====== THE DATA
PR #2708, opened 2025-02-04
Remove unnecessary constructors for CoinMasterRequest classes

Veracity0:
1) Gaining (or using) a worthless item did not fire the (coinmaster) signal.
That's because the HermitRequest did not initialize its buyItems until The Hermit was visited for the first time.
2) AltarOfBonesClass had a bug: it provided a parseResponse method - which is called by ResponseTextParser for an "external" request - but it did not have a processResults which would call it for an "internal" request.
3) After I freed the king in my first 30 turns today, I spend the turns to train the last two familiars.
```
Results for Burly Bodyguard after 12 trials using 144 turns:

Contest         XP[1]   XP[2]   XP[3]  Original Rank Derived Rank
Cage Match      24      39      55           0            
3Scavenger Hunt 25      40      56           0            3
Obstacle Course 25      35      54           0            3
Hide and Seek   25      42      55           0            3

Results for Emberiza Aureola after 12 trials using 109 turns:

Contest         XP[1]   XP[2]   XP[3]  Original Rank Derived Rank
Cage Match       0       0       0           0            0
Scavenger Hunt  61      36       5           0            1
Obstacle Course 59      62      20           0            2
Hide and Seek   26      46      59           0            3
```
4) CoinMasterRequest constuctor simplification:

Every Coinmaster must provide two constructors:
```
  public CoinMasterRequest(final CoinmasterData data)
```
 for a simple visit to the "buy" URL.

And either this:
```
  public CoinMasterRequest(final CoinmasterData data, final boolean buying, final AdventureResult[] attachments)
```
for coinmasters with "buy" and "sell" items, or:

```
  public CoinMasterRequest(final CoinmasterData data, final ShopRow row, final int quantity)
```
for a new-style "ROW" coinmaster.

Those three constructors can be created via reflection for use by user requests, via the "coinmaster" command or the CoinmastersFrame.

For the handful of coinmasters with extra actions (Mr. Store, Bounty Hunter Hunter):
```
  public CoinMasterRequest(final CoinmasterData data, final String action)
```

If your CoinMasterRequest class wants an additional constructor, the class can implement it in terms of one or the other transaction constructors.

I got rid of the never-used constructors in CoinMasterRequest and all its subclasses.

### DIFF
--- a/src/net/sourceforge/kolmafia/request/coinmaster/AltarOfBonesRequest.java
+++ b/src/net/sourceforge/kolmafia/request/coinmaster/AltarOfBonesRequest.java
@@ -34,12 +34,9 @@ public class AltarOfBonesRequest extends CoinMasterRequest {
     super(ALTAR_OF_BONES, buying, attachments);
   }
 
-  public AltarOfBonesRequest(final boolean buying, final AdventureResult attachment) {
-    super(ALTAR_OF_BONES, buying, attachment);
-  }
-
-  public AltarOfBonesRequest(final boolean buying, final int itemId, final int quantity) {
-    super(ALTAR_OF_BONES, buying, itemId, quantity);
+  @Override
+  public void processResults() {
+    parseResponse(this.getURLString(), this.responseText);
   }
 
   public static void parseResponse(final String urlString, final String responseText) {
--- a/src/data/familiars.txt
+++ b/src/data/familiars.txt
@@ -332,9 +332,9 @@
 300	Mini Kiwi	kiwi_kiwi.gif	stat0,meat0,drop	mini kiwi egg	aviator goggles	3	3	3	1
 301	Proto-Protozoa	protoproto.gif	combat1	proto-proto-protozoa	extra ooze	0	0	0	3
 302	Evolving Organism	bacteria.gif	combat1,hp1,mp1,block,variable	unevolved organism	extra DNA	3	1	2	0
-303	Burly Bodyguard	bodyguard.gif	combat0,block	baby bodyguard	bodyguard badge	0	0	0	0
+303	Burly Bodyguard	bodyguard.gif	combat0,block	baby bodyguard	bodyguard badge	3	3	3	3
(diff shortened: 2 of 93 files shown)


src/net/sourceforge/kolmafia/request/coinmaster/AltarOfBonesRequest.java
```diff
@@ -34,12 +34,9 @@ public AltarOfBonesRequest(final boolean buying, final AdventureResult[] attachm
...
   }
 
-  public AltarOfBonesRequest(final boolean buying, final AdventureResult attachment) {
-    super(ALTAR_OF_BONES, buying, attachment);
-  }
-
-  public AltarOfBonesRequest(final boolean buying, final int itemId, final int quantity) {
-    super(ALTAR_OF_BONES, buying, itemId, quantity);
+  @Override
+  public void processResults() {
```
midgleyc, line 38: was this a deliberate change as part of this PR? It wasn't called out.

Veracity0: It was deliberate: it was a bug in the obsolete class.

ResponseTextParser has
```
      case "bone_altar.php" -> {
        AltarOfBonesRequest.parseResponse(location, responseText);
      }
```
but that is invoked only if this was an "external" request.
If you instantiate and run the class, without a processResults, it would never parse the response, since that is not an external request.

Veracity0:
Give me a sec... I am going to restore the constructors to CoinMasterRequest - since they are useful for a few specific subclasses - like TrapperRequest and HermitRequest.

The large bulk of subclasses do not need them and will not override them.

src/net/sourceforge/kolmafia/request/coinmaster/AltarOfBonesRequest.java
Veracity0: I added it to the PR description. Sorry!

jaadams5 (approved):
============
DIRECTIONS FOR THIS TASK:
Every line above that carries the string "parseResponse" should be copied.

RESPONSE TO THIS EXERCISE:
2) AltarOfBonesClass had a bug: it provided a parseResponse method - which is called by ResponseTextParser for an "external" request - but it did not have a processResults which would call it for an "internal" request.
+    parseResponse(this.getURLString(), this.responseText);
   public static void parseResponse(final String urlString, final String responseText) {
        AltarOfBonesRequest.parseResponse(location, responseText);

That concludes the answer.